More upwards movement was expected, which is how the session unfolded.

Today the AD line and VVIX give signals that support the main hourly Elliott wave count for the short term.

Summary: The pullback may now be complete; next support may be the 0.382 Fibonacci ratio at 3,667 if it continues lower.

Today a new high by small caps, a bullish signal from the AD line, and a bullish signal from VVIX / VIX support the main hourly Elliott wave count.

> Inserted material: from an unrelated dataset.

PR #563, opened 2017-09-12
[ASDisplayNode] Assert when attempt to remove a subnode from a supernode that has ASM enabled #trivial

nguyenhuy:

Both main and alternate wave counts (daily and weekly) expect the low of the 30th of October to not be breached for many months.

The next target for the upwards trend is at 4,464 and thereafter at 4,606. About this target another multi-week pullback or consolidation may develop.

An alternate wave count at the weekly chart level has a slightly lower probability with the main weekly chart.

The biggest picture, Grand Super Cycle analysis, is here.

Monthly charts are last updated here with video here.

MAIN WAVE COUNT

WEEKLY CHART

S&P 500 Weekly 2021
Click chart to enlarge.

Cycle wave V may last from one to several years. So far it is in its eleventh month.

This wave count may allow time for the AD line to diverge from price as price makes final highs before the end of the bull market. The AD line most commonly diverges a minimum of 4 months prior to the end of a bull market. A longer divergence is positively correlated with a deeper bear market. A shorter divergence is positively correlated with a more shallow bear market. With zero divergence at this stage, if a surprise bear market does develop here, then it would likely be shallow.

Cycle wave V would most likely subdivide as an impulse. But if overlapping develops, then an ending diagonal should be considered. This chart considers the more common impulse.

Primary waves 1 and 2 may be complete.

Primary wave 3 may only subdivide as an impulse.

Primary wave 3 has now moved well above the end of primary wave 1. Primary wave 4 may not move into primary wave 1 price territory below 3,588.11.

There is already a Fibonacci ratio between cycle waves I and III within Super Cycle wave (V). The S&P500 often exhibits a Fibonacci ratio between two of its actionary waves but rarely between all three; it is less likely that cycle wave V would exhibit a Fibonacci ratio. The target for Super Cycle wave (V) to end would best be calculated at primary degree, but that cannot be done until all of primary waves 1, 2, 3 and 4 are complete.

The blue weekly best fit channel is slightly adjusted, so that the lower edge may better show where price may find support. Copy this over to the daily chart.

DAILY CHART

S&P 500 Daily 2021
Click chart to enlarge.

The daily chart focusses on the unfolding impulse of primary wave 3.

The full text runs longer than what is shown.